Consequently, I do propose for new legislative laws to our constitutions, which target these scrubs. If only our governments could implement impunitive measures, in order to curb this new age type of behaviour, for it is unnaturally African. Perhaps I could be of help, with regards to carving out a grim set of rules, which would ensure that there will be no scrub males in our African society.

The first law would be compulsory hard-core military training for all the scrubs, inclusive of all suspected playboys, Casanovas, as well as heartbreakers. As soon as you young bloods begin to display scrub-like tendencies, the government would be accorded all authority to net and ship you to the desert, for an intense military drill, in order to militarize your co-dependent selves into universal soldiers. After all, we need this generation of scrubs to be upstanding citizens, and two years of military training would be an ideal way of transforming scrubs into generals.

The second law would aim at banning all scrubs from accessing a bed and breakfast. The appropriate slogan for these freeloaders would be, "No sleep and food for a lazy scrub." They would instead be subjected to hard labour, so as to eradicate their parasitic nature. Equally, thirty lashes on the back of a scrub, would potentially diminish foolishness from their brains by fifty percent.

Hence, thirty strokes of the cane, would be more than a scrub could bear, because anymore, and the moocher would just collapse and die. Moreover, I would also recommend hard labour, so as to jog the mind of a scrub from slumber. Perhaps a strong whip would do in the case of a sponger scrub. Yet, if corporal punishment does not work, then our governments could consider jail terms for weaklings, so that they gain growth and depth, although this is not a guarantee, especially for those scrubs who are mentally slow.

The third rule for scrubs would be, no romance without finance. You heard it here. There is nothing for nothing sir. Maybe all scrubs would have visibly branded tattoos printed on their foreheads, which would help other citizens identify them. This barbaric move by our governments, would potentially curb heart breaks by seventy five percent.

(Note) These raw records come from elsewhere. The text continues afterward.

PR #6623, opened 2026-08-19
fix: attribute usage to selected upstream endpoint

glyahh:
## Summary

- Add immutable usage endpoint identities and schema v18 migration.
- Attribute proxy usage to the endpoint actually selected after failover, retry, and streaming response processing.
- Keep Codex JSONL imports as Unknown Endpoint when the protocol cannot prove a URL.
- Split Provider statistics and request logs by endpoint, with an endpoint filter query that is independent of pagination.
- Label the dashboard metric as model-processed tokens and local pricing estimate.

## Verification

- `pnpm typecheck`
- `pnpm format:check`
- `pnpm build:renderer`
- Rust lib tests: 2668 passed, 2 pre-existing Windows symlink-privilege failures, 6 ignored.
- Frontend unit tests: endpoint-related tests pass; the full suite retains unrelated existing timeout/duplicate-DOM failures.

The full Windows EXE release build completed. Installer bundling was blocked only by the environment failing to download WiX/NSIS dependencies (`http response missing version`).


farion1231:
@codex review

PR #5444, opened 2026-07-16
feat(skills): filter skills by app

zichen0116:
## Summary
- Skills 管理页默认展示全部 Skills，点击 Claude、Codex 等应用标签后，只显示已配置到对应应用的 Skills；点击全部恢复完整列表。
- Add app-based filtering to the Skills management page.
- Keep the default view as all skills and rename the Skills total trigger to the localized All label.
- Add filtered empty-state copy and interaction coverage.
- close #5446

## Verification
- Targeted Skills tests passed.
- pnpm typecheck passed.
- pnpm format:check passed.
- pnpm build:renderer passed.
- Full unit suite still has two existing App.test.tsx integration failures; the file passes in isolation with --testTimeout=15000.

## show
- 点击Claude的效果
9873dc521ca0530d2daf466b607c7ef3

- 点击codex的效果
aa701889ddbefd0d3f17efd62bef14e4

- 点击全部的效果（默认）
85431eab3f0727eec3d0b23d395ab2f0

PR #6644, opened 2026-08-20
feat(skills): undo app toggles and confirm unsaved changes on leave

chronicle12345:
## Summary / 概述

Clicking an app badge at the top of the Skill panel (`Claude: 0` and friends) bulk-enables **every** installed Skill for that app, with no way back: the previous per-Skill assignment is simply gone, and clicking again does not disable them either. That is what [#6536](https://github.com/farion1231/cc-switch/issues/6536) reports.

This PR implements the approach the issue author suggested in the comments:

**1. Undo stack + Ctrl/⌘+Z**

Every app toggle — a row switch or a badge bulk toggle — now pushes its **inverse** onto an undo stack. The entry has the exact shape the bulk-toggle mutation already takes (`{ ids, app, enabled }`), so both entry points share one replay path. `Ctrl/⌘+Z`, or the new "Undo" button (fades in only when there is something to undo, next to "Update All"), replays the most recent step.

**2. Confirm before leaving with unsaved changes**

Going back to the main page (back button or `Esc`) while the stack is non-empty opens a confirmation dialog with three options:

| Option | Behaviour |
|--------|-----------|
| Cancel | Stay on the page, changes untouched |
| Don't save | Replay the whole stack in reverse — older values land last, restoring the state from when the panel was opened — then leave |
| Save | Changes are already on disk; clear the stack and leave |

Toggles still **write immediately**. The stack only remembers how to write them back, so the panel does not need a draft/apply rewrite and the diff stays small.

### Implementation notes

- `UnifiedSkillsPanel.tsx`: undo stack, `handleUndoLast`, keyboard listener, save/discard handlers, undo button, `UnsavedSkillChangesDialog`
- `App.tsx`: the back button and `Esc` now share a single `navigateBack()`, which asks the panel's new `confirmLeave` handle whether to intercept
- Existing guards are reused rather than duplicated: undo and discard both go through `beginWrite`/`endWrite` (so concurrent writes and a double `Ctrl+Z` cannot race), and the dialog joins `dialogOpen`, which already disables the back button, `Esc`, and the toggles behind it
- `Ctrl+Z` inside a text field does not trigger undo (guarded by `isTextEditableTarget`)
- The stack is panel-scoped: it clears on unmount, so nothing leaks across visits
- If a write fails while restoring, the stack is left intact and the error is surfaced as a toast — the user can go back again to retry, or choose "Save" to leave anyway

### Scope

- The MCP and Prompts panels have the same bulk-toggle badges but are untouched here, to keep this PR to one change. Happy to follow up with a separate PR if maintainers want the same treatment.
- The other idea in the issue — turning the badges into filters (#5446, and PR #5444) — is out of scope for this PR.

## Related Issue / 关联 Issue

Refs #6536

### Before

Clicking an app badge enables everything, with no way to undo.

Before

### After

An "Undo" button appears once something is changed; `Ctrl/⌘+Z` does the same.

Undo button

Leaving with unsaved changes asks whether to keep them — cancel / don't save / save.

Unsaved changes dialog

## Checklist / 检查清单

- [x] `cargo clippy` passes (if Rust code changed) / no Rust code changed in this PR
- [x] Updated i18n files if user-facing text changed / en, zh, zh-TW and ja all updated

### Testing

Five new cases in `tests/components/UnifiedSkillsPanel.test.tsx`: `Ctrl+Z` undoes a bulk toggle, the undo button reverts a single row toggle, leaving with no changes is not intercepted, "don't save" replays the stack in reverse and then proceeds, and "save" keeps the changes while clearing the stack. `managementListLocales.test.ts` gained coverage for the new strings across all four locales.

`pnpm test:unit` reports 985 passed / 7 failed. Those 7 (`PiProviderForm.test.tsx` ×5, `App.test.tsx` ×2) fail identically on a clean `main` with this branch stashed, so they are pre-existing and unrelated.


chronicle12345:
> 

Fixed, please re-review

farion1231:
@codex review

chronicle12345:
@codex review

chronicle12345:
@codex review

chronicle12345:
@farion1231 please review

PR #6655, opened 2026-08-20
fix(usage): take cumulative input_tokens from message_delta per Anthr…

dchaofei:
---

Summary

Fixes input_tokens being severely understated for Anthropic-compatible relays that report the final (cumulative) input count in the message_delta usage event.

Per the Anthropic streaming spec (https://platform.claude.com/docs/en/build-with-claude/streaming), the usage object in message_delta is cumulative — its input_tokens is the request's final input count. The previous code only applied the delta value when it was smaller than the message_start estimate, on the assumption that some providers report a corrected "fresh" input in delta. For relays that follow the official cumulative semantics (delta carries the full total, which is larger than the start snapshot), the real value was dropped and input_tokens was pinned to the start estimate, badly understating recorded usage and cost.

This changes the delta handling to:
- adopt input_tokens from message_delta whenever present and > 0 (overriding the message_start estimate)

Equally, every rehabilitated scrub, with an extensive military and sensitivity training, would no better than to break any woman's heart. However, for those hard knock scrubs who easily malfunction, would be sent back to the dog house for minor alterations and technical adjustments. After all, our governments cannot afford loose cannons parading our streets like mindless zombies.

The fourth rule would be that the wealth of all the women bank-rolling these scrubs should be frozen, until their self-esteem increases up to eighty percent. Our governments will then enforce mental re-adjustment programmes nationwide, for all women who are related to these scrubs, including their very own mothers.

Moreover, the women who partake in this mind-adjustment programmes, will be encouraged to find equally balanced relationships, so as to completely gain their self-worth. The rule will be simple, either you get with a fruitful partner or remain single for the rest of your life.

The fifth rule that our governments would impose on the scrub challenge are breakthrough prayers, as a last resort. In case the aforementioned stringent laws fail to curb scrubolisis, then prayer warriors will be summoned to pray travailing prayers, especially on those brutish scrubs, who are bad to the bone, if possible exorcise foolishness and stupidity out of them. God help us all.